PR #14206, opened 2019-06-14
Introduce the usage of Module user-displayable exceptions to handle module errors

matks:
| Questions     | Answers
| Branch?       | 1.7.6.x
| Description?  | Add a hook that allow to manage the mapping in controllers for error messages
| Type?         | improvement
| Category?     | BO
| BC breaks?    | no
| Deprecations? | no
| Fixed ticket? | Fixes https://github.com/PrestaShop/PrestaShop/issues/13490 last issue: "How to handle errors happening inside module (translation + display to user)"
| How to test?  | See below

# How to test

Attached is a demonstration module.
If you install it on develop, it's going to hook on the Add a Customer form and the Edit a Customer form.
- on Add form, if you save you'll see a Symfony HTTP 500 error "Uncatched error"
- on Edit form, if you save you'll see a Symfony HTTP 500 error "This is a nice display message"

If you use this branch,
- on Add form, if you save you'll see an error message "An unexpected error occurred. [RuntimeException code 0]"
- on Edit form, if you save you'll see an error message "This is a nice display message"

# PR notes

### Background

This PR solves 2 issues:
- How to display error messages from a module hooked on a Add/Edit form process (see https://github.com/PrestaShop/PrestaShop/issues/13490)
- It also handles the usecase "module does throw an uncatched exception". In the Core, we do not catch the generic `\Exception` because we consider our duty to handle all exception paths and make sure we display the right error message for each, however we cannot guarantee Modules will do the same. So we catch `\Exception` in order to avoid the "blank page" behavior.

### Example of usage

In a module that extends the Customer Form, so it's hooked on `hookActionAfterUpdateCustomerFormHandler`

If an error is found in hook `hookActionAfterUpdateCustomerFormHandler`, the module has 2 possibilities:

- throw a ModuleEloquentException that will be displayed to the merchant
`throw new \PrestaShop\PrestaShop\Core\Module\ModuleEloquentException('This error message should be displayed to the merchant')`

- or, if it uses its own Exceptions, it can use hook `actionGetEloquentExceptionsFromModule` to provide to the Core a list of Exception classes whose behavior should be the same as a ModuleEloquentException
```
    public function hookActionAfterUpdateCustomerFormHandler(array $params)
    {
        throw new \MyModule\Exception\BadBehaviorException(
            'This is a beautiful error message'
        );
    }

    public function hookActionGetEloquentExceptionsFromModule(array $params)
    {
        $whitelist = $params['whitelist'];
        $whitelist[] = \MyModule\Exception\BadBehaviorException::class;
        $params['whitelist'] = $whitelist;
    }
```
The Core will take this whitelist and use it to know whether it should return the exception error message directly.

Final result:
Capture d’écran 2019-06-14 à 10 35 19

### To be decided

1) Naming "ModuleEloquentException" might be improved
2) I put ModuleEloquentException in namespace `PrestaShop\PrestaShop\Core\Module`, is that right ?
3) If Module throws an uncatched Exception, it will be displayed like this:
Capture d’écran 2019-06-14 à 10 56 18

Because of current generic fallback error message
```
    protected function getFallbackErrorMessage($type, $code)
    {
        return $this->trans(
            'An unexpected error occurred. [%type% code %code%]',
            'Admin.Notifications.Error',
            [
                '%type%' => $type,
                '%code%' => $code,
            ]
        );
    }
```
⏩ should we update it ?

---
This change is [Reviewable](https://reviewable.io/reviews/prestashop/prestashop/14206)

[module_for_pr_hook_error.zip](https://github.com/PrestaShop/PrestaShop/files/3290604/module_for_pr_hook_error.zip)

### DIFF
--- a/src/Core/Module/ModuleEloquentException.php
+++ b/src/Core/Module/ModuleEloquentException.php
@@ -1,0 +1,34 @@
+<?php
+/**
+ * 2007-2019 PrestaShop and Contributors
+ *
+ * NOTICE OF LICENSE
+ *
+ * This source file is subject to the Open Software License (OSL 3.0)
+ * that is bundled with this package in the file LICENSE.txt.
+ * It is also available through the world-wide-web at this URL:
+ * https://opensource.org/licenses/OSL-3.0
+ * If you did not receive a copy of the license and are unable to
+ * obtain it through the world-wide-web, please send an email
+ * to license@prestashop.com so we can send you a copy immediately.
+ *
+ * DISCLAIMER
+ *
+ * Do not edit or add to this file if you wish to upgrade PrestaShop to newer
+ * versions in the future. If you wish to customize PrestaShop for your
+ * needs please refer to https://www.prestashop.com for more information.
+ *
+ * @author    PrestaShop SA <contact@prestashop.com>
+ * @copyright 2007-2019 PrestaShop SA and Contributors
+ * @license   https://opensource.org/licenses/OSL-3.0 Open Software License (OSL 3.0)
+ * International Registered Trademark & Property of PrestaShop SA
+ */
+
+namespace PrestaShop\PrestaShop\Core\Module;
+
+/**
+ * Module Exception whose message can be displayed directly to end-user
+ */
+class ModuleEloquentException extends ModuleException
+{
+}
--- a/src/Core/Module/ModuleException.php
+++ b/src/Core/Module/ModuleException.php
@@ -1,0 +1,36 @@
+<?php
+/**
+ * 2007-2019 PrestaShop and Contributors
+ *
+ * NOTICE OF LICENSE
+ *
+ * This source file is subject to the Open Software License (OSL 3.0)
+ * that is bundled with this package in the file LICENSE.txt.
+ * It is also available through the world-wide-web at this URL:
+ * https://opensource.org/licenses/OSL-3.0
+ * If you did not receive a copy of the license and are unable to
+ * obtain it through the world-wide-web, please send an email
+ * to license@prestashop.com so we can send you a copy immediately.
+ *
+ * DISCLAIMER
+ *
+ * Do not edit or add to this file if you wish to upgrade PrestaShop to newer
+ * versions in the future. If you wish to customize PrestaShop for your
+ * needs please refer to https://www.prestashop.com for more information.
+ *
+ * @author    PrestaShop SA <contact@prestashop.com>
+ * @copyright 2007-2019 PrestaShop SA and Contributors
+ * @license   https://opensource.org/licenses/OSL-3.0 Open Software License (OSL 3.0)
+ * International Registered Trademark & Property of PrestaShop SA
+ */
+
+namespace PrestaShop\PrestaShop\Core\Module;
+
+use PrestaShop\PrestaShop\Core\Exception\CoreException;
+
+/**
+ * Base class for all module exceptions
+ */
+class ModuleException extends CoreException
+{
+}
--- a/src/PrestaShopBundle/Controller/Admin/FrameworkBundleAdminController.php
+++ b/src/PrestaShopBundle/Controller/Admin/FrameworkBundleAdminController.php
@@ -31,6 +31,7 @@ use Exception;
 use PrestaShop\PrestaShop\Adapter\Shop\Context;
 use PrestaShop\PrestaShop\Core\ConfigurationInterface;
 use PrestaShop\PrestaShop\Core\Grid\GridInterface;
+use PrestaShop\PrestaShop\Core\Module\ModuleEloquentException;
 use PrestaShopBundle\Security\Voter\PageVoter;
 use Sensio\Bundle\FrameworkExtraBundle\Configuration\Template;
 use Symfony\Bundle\FrameworkBundle\Controller\Controller;
@@ -462,6 +463,24 @@ class FrameworkBundleAdminController extends Controller
      */
     protected function getErrorMessageForException(Exception $e, array $messages)
     {
+        if ($e instanceof ModuleEloquentException) {
+            return $e->getMessage();
+        }
+
+        $whitelist = [];
+        $this->get('prestashop.core.hook.dispatcher')->dispatchWithParameters('actionGetEloquentExceptionsFromModule', [
+            'controller_name' => get_class($this),
+            'exception' => $e,
+            'whitelist' => &$whitelist,
+        ]);
+        if (is_array($whitelist)) {
+            foreach ($whitelist as $whitelistItem) {
+                if ($e instanceof $whitelistItem) {
+                    return $e->getMessage();
+                }
+            }
+        }
+
         $exceptionType = get_class($e);
         $exceptionCode = $e->getCode();
 
--- a/src/PrestaShopBundle/Controller/Admin/FrameworkBundleAdminController.php
+++ b/src/PrestaShopBundle/Controller/Admin/FrameworkBundleAdminController.php
@@ -475,6 +475,9 @@ class FrameworkBundleAdminController extends Controller
         ]);
         if (is_array($whitelist)) {
             foreach ($whitelist as $whitelistItem) {
+                if (!is_string($whitelistItem) && !is_object($whitelistItem)) {
+                    continue;
+                }
                 if ($e instanceof $whitelistItem) {
                     return $e->getMessage();
                 }
--- a/src/PrestaShopBundle/Controller/Admin/Sell/Customer/CustomerController.php
+++ b/src/PrestaShopBundle/Controller/Admin/Sell/Customer/CustomerController.php
@@ -26,6 +26,7 @@
 
 namespace PrestaShopBundle\Controller\Admin\Sell\Customer;
 
+use Exception;
 use PrestaShop\PrestaShop\Core\Domain\Customer\Command\BulkDeleteCustomerCommand;
 use PrestaShop\PrestaShop\Core\Domain\Customer\Command\BulkDisableCustomerCommand;
 use PrestaShop\PrestaShop\Core\Domain\Customer\Command\BulkEnableCustomerCommand;
@@ -149,7 +150,7 @@ class CustomerController extends AbstractAdminController
 
                 return $this->redirectToRoute('admin_customers_index');
             }
-        } catch (CustomerException $e) {
+        } catch (Exception $e) {
             $this->addFlash('error', $this->getErrorMessageForException($e, $this->getErrorMessages($e)));
         }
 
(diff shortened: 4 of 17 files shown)


src/Core/Module/ModuleEloquentException.php
```diff
@@ -0,0 +1,34 @@
...
+ * @license   https://opensource.org/licenses/OSL-3.0 Open Software License (OSL 3.0)
+ * International Registered Trademark & Property of PrestaShop SA
+ */
+
+namespace PrestaShop\PrestaShop\Core\Module;
+
+/**
+ * Module Exception whose message can be displayed directly to end-user
+ */
+class ModuleEloquentException extends ModuleException
```
matks, line 32: Naming can be improved

src/PrestaShopBundle/Controller/Admin/FrameworkBundleAdminController.php
```diff
@@ -462,6 +463,24 @@ protected function getContextShopId()
      */
     protected function getErrorMessageForException(Exception $e, array $messages)
     {
+        if ($e instanceof ModuleEloquentException) {
+            return $e->getMessage();
+        }
+
+        $whitelist = [];
+        $this->get('prestashop.core.hook.dispatcher')->dispatchWithParameters('actionGetEloquentExceptionsFromModule', [
```
matks, line 471: Hook name can be improved. Once we have settled it, I'll register in SQL upgrade and hook.xml file.

src/PrestaShopBundle/Controller/Admin/Sell/Customer/CustomerController.php
```diff
@@ -149,7 +150,7 @@ public function createAction(Request $request)
 
                 return $this->redirectToRoute('admin_customers_index');
             }
-        } catch (CustomerException $e) {
+        } catch (Exception $e) {
```
matks, line 153: This has to be done in every Identifiable Object forms

src/PrestaShopBundle/Controller/Admin/Sell/Customer/CustomerController.php
```diff
@@ -191,7 +192,7 @@ public function editAction($customerId, Request $request)
...
```
sarjon: Shouldn't it be changed in every controller to catch `CoreException` instead?

src/PrestaShopBundle/Controller/Admin/FrameworkBundleAdminController.php
sarjon, line 471: I don't think that suffix `FromModule` is necessary as hooks are meant to be used only by modules.

src/Core/Module/ModuleEloquentException.php
```diff
@@ -0,0 +1,34 @@
...
+ * versions in the future. If you wish to customize PrestaShop for your
+ * needs please refer to https://www.prestashop.com for more information.
+ *
+ * @author    PrestaShop SA <contact@prestashop.com>
+ * @copyright 2007-2019 PrestaShop SA and Contributors
+ * @license   https://opensource.org/licenses/OSL-3.0 Open Software License (OSL 3.0)
+ * International Registered Trademark & Property of PrestaShop SA
+ */
+
+namespace PrestaShop\PrestaShop\Core\Module;
```
sarjon, line 27: Why not putting it inside `Core\Module\Exception`?

src/PrestaShopBundle/Controller/Admin/Sell/Customer/CustomerController.php
sarjon: Should it catch every possible exception or only `CoreException`?

src/PrestaShopBundle/Controller/Admin/FrameworkBundleAdminController.php
matks: Indeed

src/Core/Module/ModuleEloquentException.php
matks: Was not sure at the beginning 😄

src/PrestaShopBundle/Controller/Admin/Sell/Customer/CustomerController.php
matks: It must be all Exceptions. @eternoendless refuses that a Module that does not handle properly exceptions breaks the page.

src/Core/Module/ModuleEloquentException.php
jolelievre: agreed, we'd better keep the exceptions at the same place when possible/logical

src/Core/Module/ModuleException.php
```diff
@@ -0,0 +1,36 @@
...
+ */
+
+namespace PrestaShop\PrestaShop\Core\Module;
+
+use PrestaShop\PrestaShop\Core\Exception\CoreException;
+
+/**
+ * Base class for all module exceptions
+ */
+class ModuleException extends CoreException
```
jolelievre, line 34: Nice for the `extends CoreException`

src/Core/Module/ModuleEloquentException.php
jolelievre: `ModuleDisplayedException` ? `ModuleAlertException` ?

I still think an interface could be nice for this use case, something like:

```php
interface DisplayedExceptionInterface
{
    /**
     * @return array
     */
    public function getDisplayedMessage();
}
```
or
```php
interface AlertExceptionInterface
{
    /**
     * @return array
     */
    public function getAlertMessages();
}
```
(not sure if a string or an array of string is best)

And it doesn't prevent `ModuleEloquentException` to be created and implement this interface.
I see several advantages to using an interface:
- modules can create their own exception without extending a core one
- we can use this behaviour even for core exception later, so we don't have to implement their management several times

src/PrestaShopBundle/Controller/Admin/FrameworkBundleAdminController.php
jolelievre: in the same spirit as for the exception name: `actionGetDisplayedExceptionsFromModule` `actionGetAlertExceptionsFromModule`

src/PrestaShopBundle/Controller/Admin/Sell/Customer/CustomerController.php
jolelievre: I agree with the fact of protecting the exceptions from modules, however I'm afraid catching `Exception` might be a bit too wide
If another exception which has nothing to do with a module is thrown it will be caught and displayed as an alert, which can be bothersome for dev and debug (like database exception, client exception, routing, Symfony exceptions, ...)

I'm wondering instead, would it be possible to add a layer in the `HookDispatcher` so that it catch exceptions and throw a `ModuleException` wrapping the first one right away. This would allow us to catch the module exceptions independently. Quick draft:

```php
class HookDispatcher {
    public function dispatch($eventName, Event $event = null)
    {
        if ($event === null) {
            $event = new HookEvent();
        }
        if (!$event instanceof HookEvent) {
            throw new \Exception('HookDispatcher must dispatch a HookEvent subclass only. ' . get_class($event) . ' given.');
        }

        try {
             return parent::dispatch($eventName, $event);
        } catch (\Exception $e) {
             throw new ModuleException($e->getMessage(), $e->getCode(), $e);
        }
    }
}
```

_Exercise goal_:
Reproduce every line from the preceding data in which the word "github" can be found.

_Solution for this task_:
| Fixed ticket? | Fixes https://github.com/PrestaShop/PrestaShop/issues/13490 last issue: "How to handle errors happening inside module (translation + display to user)"
- How to display error messages from a module hooked on a Add/Edit form process (see https://github.com/PrestaShop/PrestaShop/issues/13490)
[module_for_pr_hook_error.zip](https://github.com/PrestaShop/PrestaShop/files/3290604/module_for_pr_hook_error.zip)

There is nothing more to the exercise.